PR #8777, opened 2025-07-06
Fixed the issue where windows can't be moved on macOS in the docking branch.

Gemxi:
Fixed the issue where windows can't be moved on macOS in the docking branch.
Sub-windows cannot be moved with multiple viewports.

### DIFF
--- a/backends/imgui_impl_osx.mm
+++ b/backends/imgui_impl_osx.mm
@@ -702,11 +702,22 @@ static bool ImGui_ImplOSX_HandleEvent(NSEvent* event, NSView* view)
 {
     // Only process events from the window containing ImGui view
     void* event_handle = (__bridge void*)(event.window);
-    void* view_handle = (__bridge void*)(view.window);
-    if (event_handle == nullptr || view_handle == nullptr)
+    if (event_handle == nullptr)
         return false;
-    ImGuiViewport* viewport = ImGui::FindViewportByPlatformHandle(view_handle);
-    if (viewport == nullptr || viewport->PlatformHandleRaw != event_handle)
+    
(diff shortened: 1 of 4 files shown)


PathogenDavid:
@Gemxi Since your your branch is based on the docking branch, you need to base your PR on the docking branch.

You can change it by clicking the Edit button at the very top of this PR (it's up by the title of the PR.)

Gemxi:
> @Gemxi Since your your branch is based on the docking branch, you need to base your PR on the docking branch.
> 
> You can change it by clicking the Edit button at the very top of this PR (it's up by the title of the PR.)

I did. Thank you!

ocornut:
Hello,
Thanks for your PR.
Could you 
- (1) ensure the code is following the same coding style as the neighboring file.
- (2) confirm that you have read #8644 and understand the reason for initial change. Ping @BingoXuan

Sorry I seldomly use the Mac so it's difficult for me to understand what's going on here.

cfillion:
For mouse events sent via `ImGui_ImplOSX_AddTrackingArea`, `view.window` is always the main viewport as passed to `ImplOSX_Init`. Therefore `FindViewportByPlatformHandle(view.window)->PlatformHandleRaw == event.window` fails.

Shouldn't the entire check just be this instead?

```cpp
// Only process events from windows containing an ImGui viewport
if (!ImGui::FindViewportByPlatformHandle((__bridge void*)event.window))
    return false;
```

ocornut:
It was my assumption in 
https://github.com/ocornut/imgui/pull/8644#issuecomment-2891744874

But I didn’t test any of this myself. Could you test Christian ?

ocornut:
I booted the Mac and tested this, and pushed ee8fd53. Which matches my initial suggestion and @BingoXuan message posted (which I had overlooked) after I merged their initial version.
..............................
• [TASK PROMPT]: Using the records above, gather all lines where the string "Gemxi" is present.

• [FINISHED TASK]:
Gemxi:
@Gemxi Since your your branch is based on the docking branch, you need to base your PR on the docking branch.
Gemxi:
> @Gemxi Since your your branch is based on the docking branch, you need to base your PR on the docking branch.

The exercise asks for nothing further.